Why Bolt instead of raw HTTP

The Events API has rules that are easy to get subtly wrong. You must respond to event callbacks within 3 seconds or Slack retries and eventually disables your endpoint. You must verify the request signature on every inbound call. You must ack interactive payloads before you do any real work. Bolt handles all three by default — ack() is a first-class concept, signature verification is built into the receiver, and the app.event / app.command / app.action listeners give you a clean routing layer instead of a payload switch statement.

You also get Socket Mode for free, which means you can run the bot from behind a firewall with no public endpoint.
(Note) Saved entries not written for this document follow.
PR #10599, opened 2024-09-22
box: support asynchronous commit modes for synchronous transactions

### LINKED ISSUE #10583: Support asynchronous `wait` modes for committing synchronous transactions
Some users may want to overcome the throughput limitation of synchronous transactions and commit them using asynchronous `wait` modes (2c66624). This will allow them to get the same consistency guarantees with `read-confirmed` and `linearizable` isolation levels without paying the throughput penalty and also be able to see changes committed this way with the `read-committed` isolation level. This will essentially enable early ack transactions as described in the [Async in the presence of sync](https://www.notion.so/tarantool/Async-in-the-presence-of-sync-9456c50afefc4b2dbe5514d8e1582803?pvs=4) RFC.

CuriousGeorgiy:
This patch adds support for asynchronous commit modes to synchronous transactions.

# ‼️ Please do not review the first 2 commits, they belong to https://github.com/tarantool/tarantool/pull/9869 ‼️

Closes #10583


src/box/txn.c
```diff
@@ -1233,6 +1229,12 @@ txn_commit_impl(struct txn *txn, enum txn_commit_wait_mode wait_mode)
 			txn_limbo_ack(&txn_limbo, txn_limbo.owner_id,
 				      limbo_entry->lsn);
```
Gerold103, line 1230: `wait_mode='none'` guarantees that there won't be any WAL writes. No yields. But `txn_limbo_ack()` can make a `CONFIRM` WAL write. We need to make is async for `wait_mode='none'`.

test/box-luatest/gh_10583_support_async_wait_modes_for_sync_tx_test.lua
```diff
@@ -0,0 +1,206 @@
...
+        box.atomic({wait = wait_mode}, function() box.space.s:replace{0} end)
+        t.assert(box.info.synchro.queue.len, 1)
+
+        box.begin{txn_isolation = 'read-committed'}
+        t.assert_equals(box.space.s:get{0}, {0})
+        box.commit()
+        box.begin{txn_isolation = 'read-confirmed'}
+        t.assert_equals(box.space.s:get{0},
+                        _G.are_txns_not_isolated and {0} or nil)
+        box.commit()
```
Gerold103, line 53: Before and after this function the counter `fiber.self():csw()` must remain unchanged when `wait_mode='none'`.

test/replication-luatest/commit_wait_test.lua
```diff
@@ -1,58 +0,0 @@
-local t = require('luatest')
```
Gerold103, line 1: Lets keep the original test file name. The rules are that we use `gh_....` prefix only for bugfixes. For features the test file names don't mention tickets in their title. Usually. Here it seems most appropriate because it covers multiple feature-tickets concerning the same feature - `wait_mode`.

Gerold103 (commented):
Thanks, that was really quick 🔥, I thought it would actually take us much longer to make sync txns non-blocking.

changelogs/unreleased/gh-10583-support-async-wait-modes-for-sync-tx.md
```diff
@@ -0,0 +1,5 @@
+## feature/box
+
+* Added support for asynchronous wait modes (`box.commit{wait = ...}`) to
+  synchronous transactions. Changes committed this way can be observed with the
+  `read-committed` isolation level (gh-10583).
```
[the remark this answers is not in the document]
CuriousGeorgiy: We actually have `read-committed` and `read-confirmed` isolation levels instead of `read-prepared` and `read-confirmed`😁.

lenkis (approved):

src/box/txn.c
```diff
@@ -1201,15 +1195,17 @@ txn_commit_impl(struct txn *txn, enum txn_commit_wait_mode wait_mode)
...
 		fiber_set_txn(fiber(), txn);
 		goto rollback_io;
 	}
-	if (wait_mode != TXN_COMMIT_WAIT_MODE_COMPLETE) {
+	if ((!txn_has_flag(txn, TXN_WAIT_SYNC) ||
+	     txn_limbo.owner_id != instance_id) &&
+	    wait_mode != TXN_COMMIT_WAIT_MODE_COMPLETE) {
 		if (txn_has_flag(txn, TXN_IS_DONE))
 			goto finish_done;
 		txn->fiber = NULL;
```
Serpentian, line 1211: Two lines below there's an explicit yield in the `none` commit mode, if tx is synchronous. 

```C
	while (!req->is_complete)
		fiber_yield();
```

Why don't we explicitly forbid using sync tx with `none` mode?

Astronomax:
A transaction (vinyl or mvcc) can call `yield`. Is it ok to continue processing transaction in `wait='none'` mode? Maybe we should immediately abort the transaction when it calls `yield` for the first time? In addition, `txn_prepare` in `txn_commit_impl` runs `box.before_commit` event triggers, which also allow yield https://github.com/tarantool/tarantool/pull/9384.

Gerold103:
> Is it ok to continue processing transaction in wait='none' mode? 

@Astronomax, `wait='none'` is specified in `box.commit()`. There is no *"continue"* after this point. User can't yield the txn after it its submission for commit.

Astronomax:
@Gerold103, oh yes, I got it. But what about triggers called from `box.commit`?

Gerold103:
@Astronomax they can't yield. They are invoked inside of the scheduler-fiber, any yield in there causes panic and abortion.

src/box/txn.c
```diff
@@ -1133,12 +1133,19 @@ txn_commit_nop(struct txn *txn)
  * write completes.
  */
 static int
-txn_add_limbo_entry(struct txn *txn, const struct journal_entry *req)
+txn_add_limbo_entry(struct txn *txn, const struct journal_entry *req,
```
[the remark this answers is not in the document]
CuriousGeorgiy: Please read https://github.com/tarantool/tarantool/pull/10461#issuecomment-2356150239.

src/box/txn.c
CuriousGeorgiy: Fixed: after #10628 we can immediately return here.

test/box-luatest/gh_10583_support_async_wait_modes_for_sync_tx_test.lua
CuriousGeorgiy: Added checks for this.

src/box/txn.c
CuriousGeorgiy: Fixed: after #10628 we can return immediately after journal request submission.

test/replication-luatest/commit_wait_test.lua
CuriousGeorgiy: Fixed.

Astronomax:
@Gerold103, but the original [PR](https://github.com/tarantool/tarantool/pull/9384) says the following:
>
`box.before_commit` trigger-function restrictions:

Yield is allowed;
Allowed to write into database spaces;
If the function raises an error, the transaction is rolled back.
`box.on_commit` and `box.on_rollback` trigger-function restrictions:

Yield is forbidden (it will crash Tarantool);
The function should not access any database spaces;
If the function raises an error, the error is simply logged.

Also, I checked this manually on an engine (vinyl) that allows yield (otherwise on memtx without mvcc the transaction is aborted with "- error: Transaction has been aborted by a fiber yield", triggers obviously don't even run):
```console
tarantool> trigger = require('trigger')
---
...

tarantool> trigger.set('box.before_commit.space.test_vinyl', 't', function()
require('fiber').yield()
print('yield in before_commit trigger!')
print(require('fiber').name())
end)
---
- 'function: 0x40be6028'
...

tarantool> box.space.test_vinyl:insert{1}
yield in before_commit trigger!
interactive
---
- [1]
...

tarantool> 
```
But `yield()` in `on_commit` causes segfault:
```console
tarantool> trigger.set('box.on_commit.space.test_vinyl', 't', function()
require('fiber').yield()
print('yield in on_commit trigger!')
end)
---
- 'function: 0x41452470'
...

tarantool> box.space.test_vinyl:insert{2}
yield in before_commit trigger!
interactive
Segmentation fault
  code: SEGV_MAPERR
  addr: 0xb0
  context: 0x5928b9c36100
  siginfo: 0x5928b9c36230
  rax      0x0                0
  rbx      0x5928b7c234a0     98031416521888
  rcx      0x5928b9d6b010     98031451418640
  rdx      0x3ff0000000000000 4607182418800017408
  rsi      0x73ae2fb3eac0     127191961823936
  rdi      0x73ae2fb3eac0     127191961823936
  rsp      0x7fff04f75950     140733276707152
  rbp      0x7fff04f75980     140733276707200
  r8       0x5928b7549508     98031409337608
  r9       0x5928ba053549     98031454467401
  r10      0x0                0
  r11      0xfffffffc         4294967292
  r12      0x5928b7c23560     98031416522080
  r13      0x7fff04f76278     140733276709496
  r14      0x419420a0         1100226720
  r15      0x5928b7440bcd     98031408253901
  rip      0x5928b7478f35     98031408484149
  gs       0x0                0
  fs       0x0                0
  cr2      0xb0               176
  err      0x4                4
  oldmask  0x0                0
Current time: 1730620443
this may fail as well
#1  0x5928b746ef25 in crash_collect+256
#2  0x5928b746f961 in crash_signal_cb+100
#3  0x73ae2e842520 in __sigaction+80
#4  0x5928b7478f35 in cord_reset_slice+263
#5  0x5928b747a41a in fiber_yield_impl+262
#6  0x5928b747a586 in fiber_yield+18
#7  0x5928b747a7f3 in fiber_yield_timeout+314
#8  0x5928b747a9fa in fiber_sleep+244
#9  0x5928b7440bee in lbox_fiber_yield+33
#10 0x5928b74d9a77 in lj_BC_FUNCC+70
#11 0x5928b74e75ec in lua_pcall+968
#12 0x5928b744b018 in luaT_call+45
#13 0x5928b742db06 in func_adapter_lua_call+448
#14 0x5928b72e0899 in func_adapter_call+51
#15 0x5928b72e1561 in run_triggers_general+248
#16 0x5928b72e166b in run_triggers_of_single_space+163
#17 0x5928b72e19a9 in run_triggers_of_spaces+162
#18 0x5928b72e1a1b in run_triggers+51
#19 0x5928b72e1ad2 in txn_event_on_commit_run_triggers+58
#20 0x5928b72d6ab0 in txn_complete_success+728
#21 0x5928b72d7038 in txn_on_journal_write+1364
#22 0x5928b733e16a in journal_async_complete+102
#23 0x5928b733ebd8 in tx_schedule_queue+54
#24 0x5928b733ed64 in Аварийный останов
```

Astronomax:
With the current implementation, I have to wait until the `box.before_commit` trigger completes execution:
```console
tarantool> trigger = require('trigger')
---
...

tarantool> trigger.set('box.before_commit.space.test_vinyl', 't', function()                               
require('fiber').sleep(10)
end)                                    
---
- 'function: 0x402fa6d0'
...

tarantool> box.begin() box.space.test_vinyl:insert{1} box.commit({wait = 'none'})
---
...
```
For example, here the user gets control back only after 10 seconds.

Gerold103:
@Astronomax ah, sorry, yeah, I thought you mean only `box.on_commit`. Yes, `box.before_commit()` apparently can yield. Indeed it looks strange then, that `box.commit(wait=none)` would still yield, if we want to promise no yields. Apparently, we need to reword the guarantees that it won't yield unless some before-commit triggers do, and it 100% won't wait for WAL write or even yield to make it.

CuriousGeorgiy:
@Astronomax I think this is out of the scope of this PR and affect the `wait_mode='none'` in general. Could you please open a separate ticket in `tarantool/doc`?

Astronomax:
Another issue (or maybe not an issue either). We still support `replication_synchro_timeout` if `compat.replication_synchro_timeout == 'old'`, but it doesn't work if `wait == 'none'`. Simply because the fiber in which the commit is executed is also responsible for rollback due to `replication_synchro_timeout`. We exit the `txn_commit_impl` before `txn_limbo_wait_complete` is called. Maybe we’ll move the `replication_synchro_timeout` rollback handling out of the fiber (out of the `txn_limbo_wait_complete`), for example, into a callback of some timer, or in any other way make it asynchronous?

CuriousGeorgiy:
@Astronomax I don't think you care about the result of the transaction with `wait='submit'` or `wait=none`. You don't know if it got committed or rolled back in the case of asynchronous transactions too.

I don't think it makes sense to complicate the code for an old backward compatibility option, if it is avoidable. If anyone complains about this behaviour, we can always change it later.

src/box/txn_limbo.c
```diff
@@ -237,6 +237,8 @@ txn_limbo_on_remove(struct txn_limbo *limbo,
 	assert(limbo->size >= 0);
 	limbo->len--;
 	assert(limbo->len >= 0);
+	/* Wake up all fiber waiting to add a new limbo entry. */
+	fiber_cond_broadcast(&limbo->wait_cond);
```
Gerold103, line 241: It is going to be quite expensive to do that on each popped limbo entry. Because it would wakeup all the limbo-waiting fibers, including the `txn_limbo_wait_complete()`, and those we might have thousands. They would all get a spurious wakeup. This cond should only be used by rare events, like when the limbo parameters change.

A not too intrusive alternative would be to invoke it only when `limbo->len == limbo->max_size` (before the decrement). It means the queue was full and became not full. A state change, right? We are not interested in the cases, when the queue was full and remains full somehow. Or was not full and remains not full. Still a lot of spurious wakeups, but now only when the queue max size is reached, which is supposed to be rare.

Another way would be in `txn_add_limbo_entry()` to subscribe on the first limbo txn's on_commit trigger and the last txn's on_rollback trigger. In those triggers you would wake your fiber, and not any other fiber. And you would get notified when anything leaves the limbo. OTOH, if we get a lot of waiters and they all subscribe on the same border txns, they would all be woken up. Thus again spurious wakeups.

Unless you could think of any better ways, I would then suggest the hack above about `len == max_size` before decrement.

test/replication-luatest/commit_wait_test.lua
```diff
@@ -1,58 +1,207 @@
...
+            end)
+        end)
+        atomic_f:set_joinable(true)
+        t.assert_equals(box.info.synchro.queue.len, 1)
+
+        box.cfg{replication_synchro_quorum = 1}
+        t.assert(sync_f:join())
+        box.cfg{replication_synchro_quorum = 2}
+        t.assert_equals(box.space.s:get{0}, {0})
+        t.assert_equals(box.info.synchro.queue.len, 1)
```
Gerold103, line 184: Why is it guaranteed 1? You had a moment after `box.cfg{replication_synchro_quorum = 1}` when there was a yield. Technically the second transaction during that yield could reach WAL, get written, produce a `CONFIRM`, and get committed. All before you restore `box.cfg{replication_synchro_quorum = 2}`.

Gerold103 (commented):
Thank you! I am happy to see how simple is this patch after the ground work with the async `CONFIRM` is done. Good work 🤝.

src/box/txn.c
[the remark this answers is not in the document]
Gerold103: I still didn't understand from that comment what is the intention. Do we keep async with elections are enabled or not? If we do, then we still have a problem with the split brain. AFAIU, the intention was that with the new wait_mode support for sync txns we can make all the transactions synchronous when the limbo is owned. What is the design vision, @sergepetrenko?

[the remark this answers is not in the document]
sergepetrenko: @Gerold103, I think we'll gradually come to a situation when async replication isn't used in mix with synchro.
With the patch Georgiy is working on we provide the users with all the functionality to use only synchronous replication. Now we should advertise this setup as the only valid one for raft/syncrho.

But disabling async replication completely when synchro is enabled needs to be thought through separately. Synchronous transactions with `wait_mode='submit'` still provide a different semantic compared to asynchronous transactions, so replacing async with sync would be a breaking change.

Besides I'm not sure we have thought of all the possible use cases for async + sync. Probably we should make the "only synchro" mode the default one but still let the users use async + sync if they really want to.

So, let's design the "only synchronous" transition separately, out of scope of this task.

src/box/txn_limbo.c
CuriousGeorgiy: I guess the ideal robust solution would be to do it similarly to `journal_queue` (refactoring it to some `fiber_write_queue` abstraction), but I would prefer going for a simpler solution that you mentioned for now.

> I would then suggest the hack above about `len == max_size` before decrement.

Done.

test/replication-luatest/commit_wait_test.lua
CuriousGeorgiy: I see your concern, but the fiber responsible for the second transaction will have to yield after submitting the journal request and AFAIC it is guaranteed that it will be scheduled later than the fiber running the test code. I have also ran many test instances concurrently with a large number of test-run jobs, and it doesn't fail.

src/box/txn.c
```diff
@@ -1150,12 +1150,19 @@ txn_commit_nop(struct txn *txn)
...
 {
 	uint32_t origin_id = req->rows[0]->replica_id;
 	if (origin_id == 0 && txn_limbo.size >= txn_limbo.max_size) {
-		diag_set(ClientError, ER_SYNC_QUEUE_FULL);
-		return -1;
+		if (wait_mode == TXN_COMMIT_WAIT_MODE_NONE) {
+			diag_set(ClientError, ER_SYNC_QUEUE_FULL);
+			return -1;
+		}
+		while (txn_limbo.size >= txn_limbo.max_size) {
```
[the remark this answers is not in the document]
CuriousGeorgiy: Added a `txn_limbo_wait_for_space` helper.

src/box/txn_limbo.c
```diff
@@ -451,14 +451,16 @@ txn_limbo_wait_complete(struct txn_limbo *limbo, struct txn_limbo_entry *entry)
...
 		e->txn->signature = TXN_SIGNATURE_QUORUM_TIMEOUT;
 		e->txn->limbo_entry = NULL;
 		txn_limbo_abort(limbo, e);
 		txn_clear_flags(e->txn, TXN_WAIT_SYNC | TXN_WAIT_ACK);
 		txn_limbo_complete(e->txn, false);
 		if (e == entry)
 			break;
-		fiber_wakeup(e->txn->fiber);
+		if (needs_wakeup)
+			fiber_wakeup(e->txn->fiber);
```
Serpentian, line 478: Do we really need `fiber_wakeup` here? `txn_complete_fail` will call `txn_free_or_wakeup`, which will wake up the fiber, if it's not `NULL`. All tests seem to pass for me without `wakeup`

Serpentian (commented):
This is probably the last comment I have. Looks great!

changelogs/unreleased/gh-10853-async-commit-async-tx-after-sync-tx-synchro-timeout-crash.md
```diff
@@ -0,0 +1,5 @@
+## bugfix/box
+
+* Fixed a crashed caused by asynchronously committing an asynchronous
+  transaction after a synchronous transaction with a timeout, the latter
+  timing out (gh-10853).
```
Serpentian, line 5: Nit: It's probably the "Fixed ~~a crashed~~ the crash ...". And the meaning of the changelog eludes me, we probably should say it easier, smth like: "Fixed the crash caused by asynchronously committing an asynchronous transaction following a synchronous timed out transaction"

Serpentian (approved):
Thank you! LGTM

Gerold103 (approved):
Thank you, @CuriousGeorgiy. I am happy to see your fix making the code more flexible, and that this patchset managed to fix a crash, and that we no longer panic on confirmation failure. It was an old and untrivial piece of tech debt.

test/replication-luatest/commit_wait_test.lua
Gerold103: Hm. So the test entirely depends on the fiber scheduling order. That looks quite unstable, but I don't mind fixing it later, when it starts flakying.

test/box-luatest/gh_10853_async_commit_async_tx_after_sync_tx_synchro_timeout_crash_test.lua
```diff
@@ -0,0 +1,39 @@
...
+
+-- Test that asynchronously committing an async transaction after a sync
+-- transaction that later times out on `replication_synchro_timeout` works
+-- correctly.
+g.test_async_commit_async_async_tx_after_sync_tx_synchro_timeout = function(cg)
+   cg.s:exec(function()
+       local f = require('fiber').create(function() box.space.s:replace{0} end)
+       f:set_joinable(true)
+       box.atomic({wait = 'none'}, function() box.space.a:replace{0} end)
+       t.assert_equals(box.info.synchro.queue.len, 2)
```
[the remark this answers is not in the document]
CuriousGeorgiy: > It might happen before you reach the length check.

But we don't yield until line 34, right? So how can the timeout fire before we yield? Anyway, applied your suggestion to make it clear.

changelogs/unreleased/gh-10853-async-commit-async-tx-after-sync-tx-synchro-timeout-crash.md
CuriousGeorgiy: Fixed.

For internal ops tooling that’s frequently the deciding factor.

The skeleton

const { App } = require('@slack/bolt');

const app = new App({
  token: process.env.SLACK_BOT_TOKEN,
  signingSecret: process.env.SLACK_SIGNING_SECRET,
  socketMode: true,
  appToken: process.env.SLACK_APP_TOKEN,
});

// A slash command: /deploy status
app.command('/deploy', async ({ command, ack, respond }) => {
  await ack();                        // ack FIRST, always
  const [action] = command.text.trim().split(/\s+/);
  if (action === 'status') {
    const status = await getDeployStatus();
    await respond({
      response_type: 'ephemeral',
      blocks: renderStatus(status),
    });
  }
});

(async () => {
  await app.start();
  console.log('⚡ ops bot running');
})();

The single most important habit in that snippet is await ack() as the very first line of every listener. Acking is just telling Slack “I received this” — it is not your response. You ack immediately, then take as long as you need to do the real work and reply with respond() or client.chat.postMessage().

Structure listeners by domain, not by type

The trap with Bolt is dumping every listener into one file. After three features you have a 600-line app.js and no idea which handler owns which command. I split by operational domain:

src/
  app.js              # wiring + start
  listeners/
    deploys.js        # /deploy command + button actions
    incidents.js      # /incident + modal submissions
    oncall.js         # /oncall + scheduled reminders
  services/
    argocd.js         # external API clients
    pagerduty.js

Each listener module exports a register(app) function:

// listeners/deploys.js
module.exports.register = (app) => {
  app.command('/deploy', handleDeployCommand);
  app.action('deploy_approve', handleApprove);
  app.action('deploy_rollback', handleRollback);
};

And app.js just calls each register. Now adding a feature is adding a file, and your handlers live next to the service clients they call.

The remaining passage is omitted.